* About this exercise
Write out the data below in full, please. Keep every character as given.

== Supplied entries

PR #2397, opened 2023-08-31
Patch analysis type

seallard:
## Description
When migrating a Pydantic model, some tests started failing due to this model returning an enum field instead of the enum value. The diff should be pretty clear.

The `analysis_type` property still does not make sense since it seems to assume it is `WHOLE_EXOME_SEQUENCING` if it is not `WHOLE_TRANSCRIPTOME_SEQUENCING` or `WHOLE_GENOME_SEQUENCING`.

### Fixed
- Fix analysis_type return type on Application model

### DIFF
--- a/cg/store/models.py
+++ b/cg/store/models.py
@@ -131,7 +131,7 @@ class Application(Model):
     @property
     def analysis_type(self):
         if self.prep_category == PrepCategory.WHOLE_TRANSCRIPTOME_SEQUENCING.value:
-            return self.prep_category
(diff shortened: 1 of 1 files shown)


cg/store/models.py
```diff
@@ -131,7 +131,7 @@ def expected_reads(self):
     @property
     def analysis_type(self):
```
diitaz93, line 132: return type hint would be nice

diitaz93 (approved):
👍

====

* Solution to this task
PR #2397, opened 2023-08-31
Patch analysis type

seallard:
## Description
When migrating a Pydantic model, some tests started failing due to this model returning an enum field instead of the enum value. The diff should be pretty clear.

The `analysis_type` property still does not make sense since it seems to assume it is `WHOLE_EXOME_SEQUENCING` if it is not `WHOLE_TRANSCRIPTOME_SEQUENCING` or `WHOLE_GENOME_SEQUENCING`.

### Fixed
- Fix analysis_type return type on Application model

### DIFF
--- a/cg/store/models.py
+++ b/cg/store/models.py
@@ -131,7 +131,7 @@ class Application(Model):
     @property
     def analysis_type(self):
         if self.prep_category == PrepCategory.WHOLE_TRANSCRIPTOME_SEQUENCING.value:
-            return self.prep_category
(diff shortened: 1 of 1 files shown)


cg/store/models.py
```diff
@@ -131,7 +131,7 @@ def expected_reads(self):
     @property
     def analysis_type(self):
```
diitaz93, line 132: return type hint would be nice

diitaz93 (approved):
👍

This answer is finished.